Task inputs →
Segment Open

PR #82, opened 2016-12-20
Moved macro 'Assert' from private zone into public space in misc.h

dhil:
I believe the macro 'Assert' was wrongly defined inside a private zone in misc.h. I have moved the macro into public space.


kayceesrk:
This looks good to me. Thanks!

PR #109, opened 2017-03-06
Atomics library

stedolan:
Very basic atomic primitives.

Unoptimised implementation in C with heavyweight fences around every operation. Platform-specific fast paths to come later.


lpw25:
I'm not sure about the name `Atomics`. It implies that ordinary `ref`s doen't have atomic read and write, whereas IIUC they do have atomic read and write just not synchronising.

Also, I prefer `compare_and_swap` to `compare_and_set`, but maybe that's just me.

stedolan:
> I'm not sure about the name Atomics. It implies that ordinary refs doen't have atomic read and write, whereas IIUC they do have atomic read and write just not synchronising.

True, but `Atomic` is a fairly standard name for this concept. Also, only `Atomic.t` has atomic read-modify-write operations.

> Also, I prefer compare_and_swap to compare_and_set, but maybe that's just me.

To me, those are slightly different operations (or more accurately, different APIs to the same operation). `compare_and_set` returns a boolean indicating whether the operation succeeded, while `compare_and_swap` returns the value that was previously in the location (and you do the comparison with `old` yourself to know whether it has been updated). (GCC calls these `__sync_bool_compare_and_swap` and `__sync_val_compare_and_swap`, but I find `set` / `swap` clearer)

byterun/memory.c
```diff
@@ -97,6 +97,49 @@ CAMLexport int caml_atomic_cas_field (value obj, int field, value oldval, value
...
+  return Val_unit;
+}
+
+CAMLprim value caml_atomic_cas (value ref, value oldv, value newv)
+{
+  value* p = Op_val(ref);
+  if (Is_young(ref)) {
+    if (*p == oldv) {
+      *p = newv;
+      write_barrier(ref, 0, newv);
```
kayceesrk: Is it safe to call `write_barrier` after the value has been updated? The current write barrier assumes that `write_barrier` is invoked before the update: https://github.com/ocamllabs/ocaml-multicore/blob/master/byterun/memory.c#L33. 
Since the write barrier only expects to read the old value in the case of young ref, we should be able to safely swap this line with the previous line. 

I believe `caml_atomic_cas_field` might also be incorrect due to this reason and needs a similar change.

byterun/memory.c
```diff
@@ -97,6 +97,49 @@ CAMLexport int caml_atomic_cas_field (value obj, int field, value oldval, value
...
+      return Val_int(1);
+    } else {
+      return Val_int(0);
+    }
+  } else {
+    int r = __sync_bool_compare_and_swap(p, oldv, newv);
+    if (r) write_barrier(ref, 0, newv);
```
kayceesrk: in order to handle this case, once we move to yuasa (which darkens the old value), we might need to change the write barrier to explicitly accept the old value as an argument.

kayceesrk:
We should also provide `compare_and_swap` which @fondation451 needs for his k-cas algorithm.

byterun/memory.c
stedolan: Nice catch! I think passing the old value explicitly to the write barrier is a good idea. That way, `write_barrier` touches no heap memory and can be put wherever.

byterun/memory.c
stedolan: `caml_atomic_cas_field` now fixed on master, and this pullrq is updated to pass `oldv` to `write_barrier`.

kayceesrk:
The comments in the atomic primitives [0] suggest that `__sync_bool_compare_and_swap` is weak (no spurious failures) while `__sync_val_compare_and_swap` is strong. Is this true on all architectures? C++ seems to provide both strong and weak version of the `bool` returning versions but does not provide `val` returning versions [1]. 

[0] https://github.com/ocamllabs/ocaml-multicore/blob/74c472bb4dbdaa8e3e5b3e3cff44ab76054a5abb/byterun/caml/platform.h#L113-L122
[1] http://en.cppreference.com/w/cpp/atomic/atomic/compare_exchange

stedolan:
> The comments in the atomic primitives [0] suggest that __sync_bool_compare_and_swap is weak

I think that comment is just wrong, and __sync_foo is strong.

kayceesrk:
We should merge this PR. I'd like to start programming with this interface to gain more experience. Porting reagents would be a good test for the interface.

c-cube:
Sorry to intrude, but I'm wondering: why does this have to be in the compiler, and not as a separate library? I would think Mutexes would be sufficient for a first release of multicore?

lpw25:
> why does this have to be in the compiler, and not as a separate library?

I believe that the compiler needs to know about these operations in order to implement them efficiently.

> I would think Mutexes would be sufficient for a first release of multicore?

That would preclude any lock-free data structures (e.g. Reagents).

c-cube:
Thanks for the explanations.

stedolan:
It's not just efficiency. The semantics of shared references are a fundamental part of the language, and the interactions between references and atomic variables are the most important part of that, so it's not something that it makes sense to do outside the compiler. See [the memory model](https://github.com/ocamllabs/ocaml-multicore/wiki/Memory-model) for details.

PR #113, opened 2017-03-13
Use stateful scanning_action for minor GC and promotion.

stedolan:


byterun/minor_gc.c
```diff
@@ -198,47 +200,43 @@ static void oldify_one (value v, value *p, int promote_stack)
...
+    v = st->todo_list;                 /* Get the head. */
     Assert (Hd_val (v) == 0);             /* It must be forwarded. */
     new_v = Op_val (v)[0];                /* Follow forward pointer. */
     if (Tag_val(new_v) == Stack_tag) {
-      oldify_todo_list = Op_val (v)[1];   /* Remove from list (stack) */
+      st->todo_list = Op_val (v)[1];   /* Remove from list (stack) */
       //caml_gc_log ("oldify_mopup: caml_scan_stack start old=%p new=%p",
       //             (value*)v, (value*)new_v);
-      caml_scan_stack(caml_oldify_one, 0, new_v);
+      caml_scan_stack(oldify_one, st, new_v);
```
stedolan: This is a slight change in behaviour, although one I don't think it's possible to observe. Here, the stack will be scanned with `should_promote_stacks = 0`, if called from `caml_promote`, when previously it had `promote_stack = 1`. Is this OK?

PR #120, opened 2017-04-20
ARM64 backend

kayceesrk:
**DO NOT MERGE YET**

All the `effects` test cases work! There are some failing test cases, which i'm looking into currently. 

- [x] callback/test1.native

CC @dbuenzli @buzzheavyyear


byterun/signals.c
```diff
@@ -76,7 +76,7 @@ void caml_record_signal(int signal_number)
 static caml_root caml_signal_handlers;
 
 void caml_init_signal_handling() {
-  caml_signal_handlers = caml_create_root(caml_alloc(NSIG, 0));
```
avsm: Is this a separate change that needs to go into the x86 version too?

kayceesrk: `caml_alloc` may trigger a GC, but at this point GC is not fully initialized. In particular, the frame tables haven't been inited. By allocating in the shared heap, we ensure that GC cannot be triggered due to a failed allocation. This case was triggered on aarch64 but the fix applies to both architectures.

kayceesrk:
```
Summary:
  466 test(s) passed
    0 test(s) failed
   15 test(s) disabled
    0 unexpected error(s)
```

Segment Closed

Your goal →
What lines above contain the word "think"? Please copy each one.

Answer space →
stedolan: Nice catch! I think passing the old value explicitly to the write barrier is a good idea. That way, `write_barrier` touches no heap memory and can be put wherever.
I think that comment is just wrong, and __sync_foo is strong.
Sorry to intrude, but I'm wondering: why does this have to be in the compiler, and not as a separate library? I would think Mutexes would be sufficient for a first release of multicore?
> I would think Mutexes would be sufficient for a first release of multicore?
stedolan: This is a slight change in behaviour, although one I don't think it's possible to observe. Here, the stack will be scanned with `should_promote_stacks = 0`, if called from `caml_promote`, when previously it had `promote_stack = 1`. Is this OK?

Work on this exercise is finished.